We’ve had the pleasure of riding this bike longer and more than many other bikes in our test fleet this year. During the course of our ride review, it has helped our testers set new personal bests on regular test tracks, boost jump lines with ease and climb trails faster than lots of new school enduro sleds. It has also led to some internal discussions about why riders feel they need a slacker head tube angle and longer reach, when the numbers on the clock don’t lie. Even our primary tester, Cole Gregg was guilty of this. As a guy who loves riding an XL Norco, a brand known for having really long bikes, he would regularly comment that he wished it was longer and had a slacker head tube angle, and then one sentence later he’d be praising the bike’s speed, playfulness and efficiency as he kept setting personal bests on his usual test tracks. We’re not sure why so many riders buy into the hype that longer, slacker bikes are what they need. We truly believe that at least 90% of riders out there would actually ride faster and have way more fun on a bike that better suits their terrain and skillset, and that’s not a size large with a 495mm reach and 63-degree headtube angle. For those riders, the Canyon Strive could be the wolf in sheep’s clothing.

Climbing performance on the 150/170mm Canyon Strive is impressive when in the steeper, stiffer position and will make those grueling climbs a bit more efficient. When the bike is in the higher, “Click” position, riders can still descend and ride hard since it’s not a lockout. In fact, on smoother, more modern flow trails of lower grade, this position will make the bike a lot faster and more responsive all around.

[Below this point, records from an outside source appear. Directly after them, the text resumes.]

PR #873, opened 2022-04-15
Custom Jupyter Server Images Lifecycle

fruttasecca:
## Description

This PR introduces lifecycle management for custom jupyter images. Images that are not considered active will be deleted from the registry and on every node. An image is considered inactive and marked for deletion given the following (OR):
- its version is different from the current Orchest cluster version
- it's not the latest custom jupyter image, and it's digest is different from the latest active custom jupyter image

This PR introduces image versioning for jupyter images. While more lightweight approaches were available it's consistent with how we do environment images versioning and, later, disposal. This fixes an issue where newer custom jupyter images were not pulled on nodes due to the "IfNotPresent" `node-agent` pull policy, by versioning custom jupyter images no coordination when it comes to pull policy is required.

This PR contains schema changes, and it builds on top of https://github.com/orchest/orchest/pull/872.

## Checklist


services/orchest-api/app/app/models.py
```diff
@@ -305,12 +306,48 @@ class JupyterImageBuild(BaseModel):
...
+class JupyterImage(BaseModel):
+    __tablename__ = "jupyter_images"
+
+    # A new image record with a given tag will be created everytime a
+    # jupyter build is started, the tag only increments.
+    tag = db.Column(
+        db.Integer,
+        db.ForeignKey("jupyter_image_builds.image_tag", ondelete="CASCADE"),
+        primary_key=True,
+    )
```
yannickperrenet, line 324: Don't we create an `EnvironmentImage` only on `SUCCESS` of an `EnvironmentImageBuild`? Mentioning as I think it makes sense to be consistent with this for Jupyter builds.

yannickperrenet: Indeed done in the next commit. :+1:

services/orchest-api/app/app/utils.py
```diff
@@ -228,3 +231,54 @@ def get_jupyter_server_image_to_use() -> str:
         return f"{registry_ip}/{_config.JUPYTER_IMAGE_NAME}:{custom_image.tag}"
     else:
         return f"orchest/jupyter-server:{CONFIG_CLASS.ORCHEST_VERSION}"
+
+
+def mark_custom_jupyter_images_to_be_removed() -> str:
```
yannickperrenet, line 242: Return type should be `None` I guess.

services/node-agent/app/image_deleter.py
```diff
@@ -9,14 +9,26 @@
...
+def is_env_image(name: str) -> bool:
+    # Note: due to a k8s_todo, the docker client will return an image
+    # name having the form of: <registry ip>/image:tag
+    return "orchest-env" in name
+
+
+def is_custom_jupyter_image(name: str) -> bool:
+    # Should we add the internal lib to the node agent for this?
+    JUPYTER_IMAGE_NAME = "orchest-jupyter-server-user-configured"
+    return JUPYTER_IMAGE_NAME in name
```
yannickperrenet, line 29: To answer the question in the comment, I think we should default to adding the internal lib to all services except the ones licensed differently (i.e. the `orchest-sdk` and `orchest-cli`).

services/node-agent/app/image_deleter.py
```diff
@@ -27,18 +39,40 @@ async def get_active_environment_images(session: aiohttp.ClientSession) -> Set[s
...
-    """Gets the environment images on the node."""
+async def get_active_custom_jupyter_images(session: aiohttp.ClientSession) -> Set[str]:
+    """Gets the active custom jupyter images."""
+    endpoint = "http://orchest-api/api/ctl/orchest-images-to-pre-pull"
+    async with session.get(endpoint) as response:
+        response_json = await response.json()
+        pre_pull_images = response_json["pre_pull_images"]
+        active_images = [img for img in pre_pull_images if is_custom_jupyter_image(img)]
+    logger.info(f"Found the following active jupyter custom images: {active_images}")
+    return set(active_images)
```
yannickperrenet, line 50: Aren't we forgetting about jupyter images that the user has not customized? They have the format of `"orchest/jupyter-server:{CONFIG_CLASS.ORCHEST_VERSION}"`. 

Those images would have been pre-pulled to the nodes as well, but they can be outdated/marked for removal because the Orchest version has increased.

services/orchest-api/app/app/utils.py
fruttasecca: Indeed

services/orchest-api/app/app/__init__.py
```diff
@@ -282,15 +282,34 @@ def trigger_conditional_jupyter_image_build(app):
...
+        .filter(JupyterImageBuild.status.in_(["PENDING", "STARTED"]))
+        .exists()
+    ).scalar():
+        app.logger.info(
+            "Ongoing custom jupyter image build, no need to trigger a build."
+        )
         return
 
+    # Note: this is not race condition free in case of concurrent APIs
+    # restarting.
```
yannickperrenet, line 310: I guess here we are talking about having multiple `orchest-api` pods running?

yannickperrenet (approved):
LGTM! 

Mostly wondering about https://github.com/orchest/orchest/pull/873#discussion_r851993521, but other than that I can't think of anything else :+1:

services/node-agent/app/image_deleter.py
fruttasecca: I assumed that those images would fall in the same bucket as the images related to Orchest services, which deletion we aren't taking care of as of now, perhaps that could a PR on to of this?

services/orchest-api/app/app/__init__.py
fruttasecca: Indeed

services/node-agent/app/image_deleter.py
yannickperrenet: > same bucket as the images related to Orchest services

You are absolutely right. I was too tunnel visioned on the jupyter images. 

> which deletion we aren't taking care of as of now, perhaps that could a PR on to of this?

I think that would indeed be nice ;)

On the downs, the Canyon Strive CFR is fast. The 29-inch wheels, suspension design and geometry make it an all around sporty-feeling bike that rewards riders who move their body around and work the bike. While we believe most riders and terrain don’t need those super low, long and slack new school bikes, the terrain and speeds in which those bikes accel, will cause a little hesitation on the Strive. If you are riding areas like Squamish BC regularly, with nearly vertical pitches, or navigating turns and chutes at speeds over 20 miles per hour, the steeper head tube angle requires a confident and committed pilot. On just about everything else, the snappy and playful feel make this bike faster and more lively than many.

The Canyon Strive CFR is a great all around bike that will certainly reward riders looking to go fast and have fun. It’s been ridden by some of the fastest riders in the world at the most challenging EWS courses with great success. If you aren’t regularly charging super steep, high-speed downhills and vertical rock slabs, where a slacker and longer bike would do better, then the Canyon Strive is worth considering. It’s a bike we’d suggest to riders looking for a long-legged trail ripper or enduro-ready racer. It is an incredibly efficient, fast and playful bike that will reward those willing to buck the modern geometry trends.